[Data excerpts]
____________________

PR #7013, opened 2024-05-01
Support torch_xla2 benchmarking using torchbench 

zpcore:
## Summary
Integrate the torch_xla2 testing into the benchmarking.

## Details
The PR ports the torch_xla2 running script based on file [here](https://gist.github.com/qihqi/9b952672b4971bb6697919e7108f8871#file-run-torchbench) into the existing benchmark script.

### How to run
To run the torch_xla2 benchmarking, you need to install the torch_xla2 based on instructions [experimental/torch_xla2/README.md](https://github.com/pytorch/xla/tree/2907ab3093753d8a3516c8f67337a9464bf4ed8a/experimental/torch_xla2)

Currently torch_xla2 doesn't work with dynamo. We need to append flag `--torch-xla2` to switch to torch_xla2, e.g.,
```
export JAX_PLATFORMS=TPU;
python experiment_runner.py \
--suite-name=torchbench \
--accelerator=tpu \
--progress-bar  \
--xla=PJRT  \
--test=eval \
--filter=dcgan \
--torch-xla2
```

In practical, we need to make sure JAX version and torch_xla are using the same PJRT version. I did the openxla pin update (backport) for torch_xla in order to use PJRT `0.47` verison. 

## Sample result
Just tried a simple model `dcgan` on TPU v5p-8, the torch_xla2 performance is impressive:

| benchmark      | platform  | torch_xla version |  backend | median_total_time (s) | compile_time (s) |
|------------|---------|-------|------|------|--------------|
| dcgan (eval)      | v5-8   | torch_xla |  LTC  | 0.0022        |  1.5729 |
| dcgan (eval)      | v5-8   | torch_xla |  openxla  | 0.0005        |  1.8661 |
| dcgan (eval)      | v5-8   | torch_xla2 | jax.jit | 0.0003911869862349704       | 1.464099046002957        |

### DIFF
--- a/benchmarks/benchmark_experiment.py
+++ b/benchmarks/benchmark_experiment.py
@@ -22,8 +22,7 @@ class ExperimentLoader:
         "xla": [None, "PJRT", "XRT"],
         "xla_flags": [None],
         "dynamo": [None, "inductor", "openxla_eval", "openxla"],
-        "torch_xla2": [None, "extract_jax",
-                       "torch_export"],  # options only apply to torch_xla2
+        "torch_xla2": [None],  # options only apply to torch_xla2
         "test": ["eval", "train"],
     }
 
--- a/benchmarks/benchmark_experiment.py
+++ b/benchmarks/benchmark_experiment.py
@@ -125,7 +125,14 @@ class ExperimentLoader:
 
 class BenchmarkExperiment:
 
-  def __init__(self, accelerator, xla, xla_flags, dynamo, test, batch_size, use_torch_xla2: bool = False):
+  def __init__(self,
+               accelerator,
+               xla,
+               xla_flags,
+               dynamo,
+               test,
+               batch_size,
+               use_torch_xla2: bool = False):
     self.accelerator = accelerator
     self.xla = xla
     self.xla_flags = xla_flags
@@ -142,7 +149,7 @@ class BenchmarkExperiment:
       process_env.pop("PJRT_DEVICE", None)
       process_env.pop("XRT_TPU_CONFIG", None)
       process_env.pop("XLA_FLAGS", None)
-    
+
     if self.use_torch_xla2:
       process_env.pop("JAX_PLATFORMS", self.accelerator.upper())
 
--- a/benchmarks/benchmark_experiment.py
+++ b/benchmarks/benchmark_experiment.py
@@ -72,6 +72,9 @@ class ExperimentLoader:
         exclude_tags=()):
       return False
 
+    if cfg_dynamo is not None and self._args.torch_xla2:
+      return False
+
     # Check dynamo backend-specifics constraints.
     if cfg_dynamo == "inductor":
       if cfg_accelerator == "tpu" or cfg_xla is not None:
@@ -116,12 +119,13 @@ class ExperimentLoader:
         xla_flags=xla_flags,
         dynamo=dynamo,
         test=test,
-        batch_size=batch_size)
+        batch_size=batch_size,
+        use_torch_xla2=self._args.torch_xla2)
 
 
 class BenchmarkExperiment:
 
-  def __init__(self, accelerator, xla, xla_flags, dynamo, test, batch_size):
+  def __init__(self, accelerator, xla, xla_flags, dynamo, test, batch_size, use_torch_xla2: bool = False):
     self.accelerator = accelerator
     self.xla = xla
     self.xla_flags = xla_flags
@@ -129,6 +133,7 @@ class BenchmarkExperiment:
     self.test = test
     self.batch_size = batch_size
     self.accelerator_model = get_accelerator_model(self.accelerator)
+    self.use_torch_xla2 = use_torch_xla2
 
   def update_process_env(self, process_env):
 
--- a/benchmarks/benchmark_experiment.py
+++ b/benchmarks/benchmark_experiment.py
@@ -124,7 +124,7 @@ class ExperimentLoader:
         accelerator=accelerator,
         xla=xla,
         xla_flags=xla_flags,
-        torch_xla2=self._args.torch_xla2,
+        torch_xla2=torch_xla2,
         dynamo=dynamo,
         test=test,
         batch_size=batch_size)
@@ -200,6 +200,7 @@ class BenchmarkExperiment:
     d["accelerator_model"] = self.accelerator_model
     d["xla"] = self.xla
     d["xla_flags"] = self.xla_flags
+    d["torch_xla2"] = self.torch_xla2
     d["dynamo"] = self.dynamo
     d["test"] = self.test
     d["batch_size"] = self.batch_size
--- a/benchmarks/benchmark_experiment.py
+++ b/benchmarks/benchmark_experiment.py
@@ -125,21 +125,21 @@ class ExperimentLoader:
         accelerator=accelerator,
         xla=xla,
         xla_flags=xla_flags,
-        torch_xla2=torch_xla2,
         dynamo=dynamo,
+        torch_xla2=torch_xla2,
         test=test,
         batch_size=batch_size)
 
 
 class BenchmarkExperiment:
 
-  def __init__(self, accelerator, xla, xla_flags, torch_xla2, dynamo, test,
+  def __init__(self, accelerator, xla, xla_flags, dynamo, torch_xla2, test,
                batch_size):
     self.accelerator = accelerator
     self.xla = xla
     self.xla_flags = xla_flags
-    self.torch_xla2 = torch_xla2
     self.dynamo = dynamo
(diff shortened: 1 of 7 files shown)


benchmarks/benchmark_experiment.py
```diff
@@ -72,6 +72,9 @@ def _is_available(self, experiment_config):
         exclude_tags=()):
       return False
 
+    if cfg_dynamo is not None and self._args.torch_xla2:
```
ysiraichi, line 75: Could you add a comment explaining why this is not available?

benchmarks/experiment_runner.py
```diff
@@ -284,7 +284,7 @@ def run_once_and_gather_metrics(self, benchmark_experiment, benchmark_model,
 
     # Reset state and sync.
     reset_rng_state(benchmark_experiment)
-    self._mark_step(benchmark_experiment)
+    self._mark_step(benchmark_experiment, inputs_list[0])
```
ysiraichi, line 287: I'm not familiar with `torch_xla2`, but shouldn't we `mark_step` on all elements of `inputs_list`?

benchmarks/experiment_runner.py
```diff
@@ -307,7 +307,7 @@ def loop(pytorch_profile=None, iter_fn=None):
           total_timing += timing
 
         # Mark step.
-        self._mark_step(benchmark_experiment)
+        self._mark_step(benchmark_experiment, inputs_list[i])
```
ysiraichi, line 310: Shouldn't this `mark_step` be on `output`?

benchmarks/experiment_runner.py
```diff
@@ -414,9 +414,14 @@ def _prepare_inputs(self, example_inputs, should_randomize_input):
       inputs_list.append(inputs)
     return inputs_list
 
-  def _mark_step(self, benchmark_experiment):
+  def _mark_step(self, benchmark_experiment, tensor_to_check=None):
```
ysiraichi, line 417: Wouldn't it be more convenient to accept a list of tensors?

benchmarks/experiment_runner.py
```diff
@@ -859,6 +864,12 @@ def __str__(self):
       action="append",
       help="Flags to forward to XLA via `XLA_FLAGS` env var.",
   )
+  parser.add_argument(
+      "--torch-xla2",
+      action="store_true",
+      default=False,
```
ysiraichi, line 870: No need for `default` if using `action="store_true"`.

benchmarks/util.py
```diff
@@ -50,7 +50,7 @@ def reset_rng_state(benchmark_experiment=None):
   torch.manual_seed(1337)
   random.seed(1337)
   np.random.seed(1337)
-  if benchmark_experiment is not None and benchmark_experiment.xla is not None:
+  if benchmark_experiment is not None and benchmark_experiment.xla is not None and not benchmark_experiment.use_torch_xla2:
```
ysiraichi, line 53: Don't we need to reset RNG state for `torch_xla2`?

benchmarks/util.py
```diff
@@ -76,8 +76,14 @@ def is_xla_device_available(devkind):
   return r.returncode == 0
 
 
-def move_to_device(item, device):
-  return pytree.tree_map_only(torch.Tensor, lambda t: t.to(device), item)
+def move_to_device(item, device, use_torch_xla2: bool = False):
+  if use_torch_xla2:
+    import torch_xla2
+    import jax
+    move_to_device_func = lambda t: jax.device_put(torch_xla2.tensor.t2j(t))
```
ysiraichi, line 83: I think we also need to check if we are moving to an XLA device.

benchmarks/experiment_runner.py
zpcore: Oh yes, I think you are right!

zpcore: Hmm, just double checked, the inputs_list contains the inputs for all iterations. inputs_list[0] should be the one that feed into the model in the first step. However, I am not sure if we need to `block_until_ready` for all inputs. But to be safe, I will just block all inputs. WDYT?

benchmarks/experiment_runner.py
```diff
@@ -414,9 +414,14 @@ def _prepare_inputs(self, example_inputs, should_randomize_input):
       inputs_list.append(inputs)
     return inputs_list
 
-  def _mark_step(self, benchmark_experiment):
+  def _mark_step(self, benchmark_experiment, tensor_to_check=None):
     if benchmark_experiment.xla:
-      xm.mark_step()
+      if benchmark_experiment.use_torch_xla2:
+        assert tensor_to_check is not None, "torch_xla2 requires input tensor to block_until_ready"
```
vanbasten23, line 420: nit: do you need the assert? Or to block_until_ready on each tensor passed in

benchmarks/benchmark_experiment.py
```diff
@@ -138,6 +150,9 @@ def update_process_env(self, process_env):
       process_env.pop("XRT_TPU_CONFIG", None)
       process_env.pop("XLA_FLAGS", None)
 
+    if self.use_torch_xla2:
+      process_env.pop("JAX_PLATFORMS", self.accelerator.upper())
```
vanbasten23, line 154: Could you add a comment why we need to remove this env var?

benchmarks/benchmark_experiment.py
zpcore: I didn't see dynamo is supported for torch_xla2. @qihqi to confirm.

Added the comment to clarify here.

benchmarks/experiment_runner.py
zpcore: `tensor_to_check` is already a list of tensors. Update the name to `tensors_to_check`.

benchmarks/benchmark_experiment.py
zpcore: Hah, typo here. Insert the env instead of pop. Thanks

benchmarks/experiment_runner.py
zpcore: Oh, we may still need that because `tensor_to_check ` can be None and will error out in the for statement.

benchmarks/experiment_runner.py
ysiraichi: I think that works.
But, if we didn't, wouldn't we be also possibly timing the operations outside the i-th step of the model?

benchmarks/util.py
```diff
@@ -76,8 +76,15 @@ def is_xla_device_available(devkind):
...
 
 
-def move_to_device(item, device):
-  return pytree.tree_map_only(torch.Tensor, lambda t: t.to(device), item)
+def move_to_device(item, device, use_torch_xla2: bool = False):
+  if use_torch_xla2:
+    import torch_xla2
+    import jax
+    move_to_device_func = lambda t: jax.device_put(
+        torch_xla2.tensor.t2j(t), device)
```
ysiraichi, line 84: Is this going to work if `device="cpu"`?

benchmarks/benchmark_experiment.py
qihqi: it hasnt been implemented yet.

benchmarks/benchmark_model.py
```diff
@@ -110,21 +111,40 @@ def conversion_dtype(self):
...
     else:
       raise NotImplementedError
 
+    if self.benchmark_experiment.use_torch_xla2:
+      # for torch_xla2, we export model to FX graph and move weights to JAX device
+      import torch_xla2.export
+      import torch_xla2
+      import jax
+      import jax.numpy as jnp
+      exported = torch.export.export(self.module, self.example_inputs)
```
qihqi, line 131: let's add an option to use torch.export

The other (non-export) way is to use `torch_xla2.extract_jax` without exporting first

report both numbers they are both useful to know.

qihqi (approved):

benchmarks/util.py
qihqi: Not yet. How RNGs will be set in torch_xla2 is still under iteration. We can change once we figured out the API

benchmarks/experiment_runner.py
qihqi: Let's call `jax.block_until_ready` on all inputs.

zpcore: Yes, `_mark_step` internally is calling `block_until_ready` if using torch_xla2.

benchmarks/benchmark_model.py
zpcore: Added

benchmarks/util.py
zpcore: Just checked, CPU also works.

____________________

__PROBLEM TO WORK ON__.
Filter the data for the string "Could" and copy every line that has it.

__RESULT OF THE EXERCISE__.
ysiraichi, line 75: Could you add a comment explaining why this is not available?
vanbasten23, line 154: Could you add a comment why we need to remove this env var?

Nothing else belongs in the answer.